PR #857, opened 2019-06-20
Nozzle Tip Changing and Calibration UI Touches

markmaker:
# Description

- Bringing back the buttons to load/unload nozzle tips from the NozzleTip Wizards. The nozzle currently selected in the machine controls panel is used to perform the load/unload (or the default, if no nozzle is selected).
- Updating the Calibration Status info-text when a nozzle tip is loaded/unloaded or the if the currently selected nozzle changes in the machine controls panel. The latter is only relevant for the "unloaded" stand-in nozzle tip used to calibrate the naked nozzle. 
- Fix: when a nozzle tip is requested to be loaded on a nozzle tip, it needs to be unloaded first, if it is currently loaded on another nozzle.  
- EDIT: Removing the choice of the calibration system from the UI. On update, all configurations are forced to the "Model & Camera Offset" system. The calibration system can later still be changed through the `machine.xml`.

# Justification
The nozzle tip load/unload buttons are very useful when setting up the nozzle tip changer or runout calibration (pipelines etc.). 

The removal of the calibration system choice simplyfies the usage significantly. All other calibrations systems have pitfalls that can now be evaded for future users. For exotic cases, the other systems (e.g. the "Table" system) can still be enabled in the `machine.xml`. 

# Instructions for Use
- Use the buttons to load/unload nozzle tips (see screen shot). 
- On the Nozzle Tip Calibration Wizard try loading/unloading the current tip. See if the Status info changes correctly.
- Using a multi-nozzle machine, test if the Machine Control Panel selected nozzle is properly used in all load/unload operations.
- Using a multi-nozzle machine, test if the Nozzle Tip Calibration Wizard Status info of the "unloaded" stand-in nozzle tip is updated properly for the Machine Control Panel selected nozzle (even if other nozzles are unloaded too). 
- Using a multi-nozzle machine, try loading an already loaded tip on another nozzle. 
- Using a multi-nozzle machine, on the Nozzle Tip Calibration Wizard try calibrating the current nozzle tip if is loaded on a nozzle different that the Machine Control Panel selected nozzle (it should still work).

grafik

# Implementation Details
1. Dry tested as far as possible, but not on machine. Changes affect multi-nozzle machines, so my testing would be mostly inconclusive anyway. 
2. I did follow the [coding style](https://github.com/openpnp/openpnp/wiki/Developers-Guide#coding-style)
4. Ran `mvn test` before submitting the Pull Request.

### DIFF
--- a/src/main/java/org/openpnp/machine/reference/ReferenceNozzleTipCalibration.java
+++ b/src/main/java/org/openpnp/machine/reference/ReferenceNozzleTipCalibration.java
@@ -416,8 +416,10 @@ public class ReferenceNozzleTipCalibration extends AbstractModelObject {
     }
 
     @Attribute(required = false)
-    private ReferenceNozzleTipCalibration.RunoutCompensationAlgorithm runoutCompensationAlgorithm = RunoutCompensationAlgorithm.Model;      // modelBased or tableBased? Two implementations are available
-
+    private ReferenceNozzleTipCalibration.RunoutCompensationAlgorithm runoutCompensationAlgorithm = RunoutCompensationAlgorithm.ModelCameraOffset;
+    
+    @Attribute(required = false)
+    private double version = 1.0;
 
     @Attribute(required = false)
     private RecalibrationTrigger recalibrationTrigger = RecalibrationTrigger.NozzleTipChangeInJob;
@@ -432,6 +434,13 @@ public class ReferenceNozzleTipCalibration extends AbstractModelObject {
     @Commit
     public void commit() {
         angleIncrement = null;
+        
+        // OpenPNP Version update
+        if (version < 2) {
+            version = 2.0;
+            // Force ModelCameraOffset calibration system.
+            runoutCompensationAlgorithm = RunoutCompensationAlgorithm.ModelCameraOffset;
+        }
 
         // We need to invoke this even later than the commit(), as the Configuration is not yet ready.
         SwingUtilities.invokeLater(() -> {
--- a/src/main/java/org/openpnp/machine/reference/ReferenceNozzleTipCalibration.java
+++ b/src/main/java/org/openpnp/machine/reference/ReferenceNozzleTipCalibration.java
@@ -8,6 +8,8 @@ import java.util.List;
 import java.util.Locale;
 import java.util.Map;
 
+import javax.swing.SwingUtilities;
+
 import org.apache.commons.io.IOUtils;
 import org.opencv.core.KeyPoint;
 import org.opencv.core.RotatedRect;
@@ -36,9 +38,6 @@ import org.simpleframework.xml.core.Commit;
 
 @Root
 public class ReferenceNozzleTipCalibration extends AbstractModelObject {
-    // Reference back to the nozzle tip.
-    private ReferenceNozzleTip nozzleTip;
-
     public static interface RunoutCompensation {
 
         Location getOffset(double angle);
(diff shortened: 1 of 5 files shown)


src/main/java/org/openpnp/machine/reference/ReferenceNozzleTipCalibration.java
```diff
@@ -433,6 +432,25 @@ public Location getCameraOffset() {
     @Commit
     public void commit() {
         angleIncrement = null;
+
+        // We need to invoke this even later than the commit(), as the Configuration is not yet ready.
+        SwingUtilities.invokeLater(() -> {
```
markmaker: Hi @vonnieda 

Please review this use of `invokeLater()`. I got a null pointer exception when adding the listeners immediately. I'm still fresh with java :)

Thanks,
_Mark

markmaker:
Includes finishing touches from #854 (over from #825) as discussed here:
https://github.com/openpnp/openpnp/pull/854#issuecomment-501726138
and here:
https://github.com/openpnp/openpnp/pull/854#issuecomment-501796938

markmaker:
See the Wiki:
https://github.com/openpnp/openpnp/wiki/Nozzle-Tip-Calibration-Setup

src/main/java/org/openpnp/machine/reference/ReferenceNozzleTipCalibration.java
vonnieda: Hi @markmaker, in general, the UI should listen to the model, not the other way around. The reason for this is that in some cases the UI will not exist - unit tests being the primary one. When this code is running as a unit test it will fail because SwingUtilities will not have an event thread, and MainFrame.get() will return null.

I'm not sure I'm following what the listener is intended to do exactly, but it looks like the goal here is to have the wizard update the calibration status when the selected tool changes. If that's the case then simply have the wizard add the listener from it's constructor. At that time the UI is guaranteed to exist, and the configuration is guaranteed to have been loaded.

Other than that, I'm good with the rest of the PR.

markmaker: Hi @vonnieda 

Thanks for reviewing this. I made another proposition, see the commit. 

My conclusion was to move most of the `"runoutCompensationInformation"` stuff from `ReferenceNozzleTipCalibration` to `ReferenceNozzleTipCalibrationWizard`. I renamed it "calibrationStatus". Now the listeners work model-to-UI and UI-to-UI as is appropriate, I guess. 

Note, "model" is meant as in "model view control" here, **not** as in "org.openpnp.model". 

## Why the move?

The `"runoutCompensationInformation"` that needs updating was a property of the `ReferenceNozzleTipCalibration` i.e. a model property, not UI. When I moved the `addPropertyChangeListener()` to `ReferenceNozzleTipCalibrationWizard` (as you suggested) it felt wrong. I was wiring a model-to-model change notification through the GUI. If the same Wizard were to be created multiple times, the same listeners would also added multiple times (don't know if this can ever happen in OpenPNP but it certainly feels wrong). By moving the property to the Wizard, this is fixed. This also nicely sorted things out with `getUiCalibrationNozzle()` that is no longer needed on the model side but only in the UI where it belongs. 


_Mark

vonnieda:
Nice work @markmaker. This looks much cleaner, and has a much better separation of concerns. 

Some thoughts below that might help with future work:

In general, there should be no UI related code in any of the org.openpnp.spi, .model, or .reference classes. This rule is somewhat broken by design because of WizardConfigurable and PropertySheet interfaces. When I wrote these, I should have used dependency injection or a global registry of UI classes. I intend to correct that "some day".

So, given that, what I try to make sure of is that none of the packages listed above ever call INTO the UI during normal operation. In other words a wizard calling a function from a reference class is fine, but a reference class calling a function in a wizard is not. As I mentioned before, this is important when it comes to unit testing, since no UI exists when the tests run. It's also important for maintaining MVC so that it's (relatively) easy to replace the UI if needed.

One final note: Wizard are indeed created multiple times - in fact, every time you open one it is created. This does result in listeners being added multiple times and currently this is the cause of a memory leak. Once a wizard has added itself as a property listener, it means that wizard will never be garbage collected. I have a global fix for this that I am working on as part of my "Remove Apply/Reset" branch. The fix is that listeners will be proxied through a weak reference, which will allow them to be garbage collected once no other references remain.

For the time being this is fine - it's been this way since the start - and since during normal operation most people aren't opening hundreds of wizards over and over it doesn't really cause a problem. But, as part of removing apply/reset, the listeners will now be added directly to much longer lived objects, so it will become more of an issue going forward. That's why I'll include the fix at that time.

Jason

markmaker:
Thanks!

>One final note: Wizard are indeed created multiple times - in fact, every time you open one it is created.

Are you sure? Oftentimes I forget to press Apply. When I go back to the Wizard later, it is still there, complete with the changed content, so it seems the Wizard is not deleted/recreated wheny I navigate away from it and back.

_Mark

vonnieda:
It depends on where in the interface you are, and how you get to and from it. If you are looking at a feeder wizard, from the Feeders tab for instance, moving to another tab does not reload the feeder wizard because the load process happens when you select a feeder. But selecting a different feeder will create a new wizard and the previous one will be lost. Likewise, in the machine setup tab, selecting a different object always creates a new wizard.

Easiest way to think of it is that the container that holds the wizard creates the wizard, and if the wizard in that container changes, the previous one is lost and a new one is created.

------------------------------

#### [What is expected]
The lines to copy run from the first line of the entries to the line containing "- Bringing back"; copy them exactly and output nothing else.

#### [Exercise output]
PR #857, opened 2019-06-20
Nozzle Tip Changing and Calibration UI Touches

markmaker:
# Description

- Bringing back the buttons to load/unload nozzle tips from the NozzleTip Wizards. The nozzle currently selected in the machine controls panel is used to perform the load/unload (or the default, if no nozzle is selected).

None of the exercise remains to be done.